One level up (I originally miscounted - thanks Andreas) we seem to have "The continuum is a limit cardinal." This can be expressed in a $\Pi^2_3$ way as "For every set of reals $X$, either there is a surjection $X\rightarrow\mathbb{R}$ or there is a set of reals $Y$ such that there is no surjection $X\rightarrow Y$ or $Y\rightarrow\mathbb{R}$," and I don't see how to get a $\Sigma^2_3$ equivalent even granting large cardinals. (In particular, note that "The continuum is greater than or equal to some uncountable limit cardinal" is easy to express in a $\Sigma^2_2$ way as "There exists an $\omega$-sequence of sets of reals of strictly increasing cardinality," but this doesn't seem to be useful here.)

However, I don't actually see a proof that any of the complexity calculations above are optimal. That said, I think this is a good indication that general continuum combinatorics is a good place to look for high-complexity third-order sentences.
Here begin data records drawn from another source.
PR #5019, opened 2021-03-02
Make the build reproducible

lamby:
Whilst working on the [Reproducible Builds](https://reproducible-builds.org/) effort I noticed that scrapy could not be built reproducibly

This is due to the documentation embedding the current build year in the generated files, therefore making the build vary depending on when you build it. The fix is to use [`SOURCE_DATE_EPOCH`](https://reproducible-builds.org/specs/source-date-epoch/) if it is exported to the surrounding environment.

I originally filed this in Debian as bug [#983852](https://bugs.debian.org/983852).

### DIFF
--- a/docs/conf.py
+++ b/docs/conf.py
@@ -9,6 +9,8 @@
 # All configuration values have a default; values that are commented out
 # serve to show the default.
 
+import os
+import time
 import sys
 from datetime import datetime
 from os import path
@@ -49,7 +51,10 @@ master_doc = 'index'
 
 # General information about the project.
 project = 'Scrapy'
-copyright = f'2008–{datetime.now().year}, Scrapy developers'
+build_date = datetime.utcfromtimestamp(
+    int(os.environ.get('SOURCE_DATE_EPOCH', time.time()))
+)
+copyright = f'2008\u2013{build_date.year}, Scrapy developers'
 
 # The version info for the project you're documenting, acts as replacement for
 # |version| and |release|, also used in various other places throughout the
--- a/docs/conf.py
+++ b/docs/conf.py
@@ -54,7 +54,7 @@ project = 'Scrapy'
 build_date = datetime.utcfromtimestamp(
     int(os.environ.get('SOURCE_DATE_EPOCH', time.time()))
 )
-copyright = f'2008\u2013{build_date.year}, Scrapy developers'
+copyright = f'2008–{build_date.year}, Scrapy developers'
 
 # The version info for the project you're documenting, acts as replacement for
 # |version| and |release|, also used in various other places throughout the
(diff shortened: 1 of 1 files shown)


bmwiedemann:
Auto-updating copyright at build time is a bad practice anyway, because building today's software next year, would produce `copyright 2008–2022, Scrapy developers` without any developer doing anything in 2022.

Gallaecio:
I agree that it’s a bad practice, only better than not updating it at all.

The best I can think of at the moment is to go for a pre-commit hook that updates the year if it is out of date. But then you need to get contributors to install pre-commit.

Alternatively, we could use https://github.com/c4urself/bump2version/issues/133 once implemented to make sure we update the year before every release.

docs/conf.py
```diff
@@ -49,7 +51,10 @@
 
 # General information about the project.
 project = 'Scrapy'
-copyright = f'2008–{datetime.now().year}, Scrapy developers'
+build_date = datetime.utcfromtimestamp(
+    int(os.environ.get('SOURCE_DATE_EPOCH', time.time()))
+)
+copyright = f'2008\u2013{build_date.year}, Scrapy developers'
```
Gallaecio, line 57:
```suggestion
copyright = f'2008–{build_date.year}, Scrapy developers'
```

docs/conf.py
```diff
@@ -9,6 +9,8 @@
 # All configuration values have a default; values that are commented out
 # serve to show the default.
 
+import os
+import time
 import sys
```
Gallaecio, line 14:
```suggestion
import os
import sys
import time
```

Gallaecio:
Closing and reopening to re-run the tests with the latest changes from `master`…

docs/conf.py
```diff
@@ -49,7 +51,10 @@
 
 # General information about the project.
 project = 'Scrapy'
-copyright = f'2008–{datetime.now().year}, Scrapy developers'
+build_date = datetime.utcfromtimestamp(
+    int(os.environ.get('SOURCE_DATE_EPOCH', time.time()))
+)
+copyright = f'2008–{build_date.year}, Scrapy developers'
```
jayaddison, line 57:
```suggestion
copyright = f'2008–2022, Scrapy developers'
```

... plus removing the `datetime`, `os`, and `time` imports from this configuration module.

(rationale: it's nice to automate where possible -- and _authorship_ doesn't expire -- but copyright does, and figuring that out (and updating notices like this) usually benefits from human thought and discussion)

Here are two non-examples, one erring in each direction:

• Too simple: "The continuum is an $\aleph$-fixed point," that is $\mathfrak{c}=\aleph_\mathfrak{c}$. This is equivalent of course to $\mathfrak{c}\ge\aleph_\mathfrak{c}$, which means it can be expressed as "There is an $\mathbb{R}$-indexed family of sets of reals of pairwise distinct cardinalities," which is $\Sigma^2_2$. Contra my original guess, however, this does have a $\Pi^2_2$ equivalent observed by Farmer S in the comments below (and I'll add his argument here later when I have more time).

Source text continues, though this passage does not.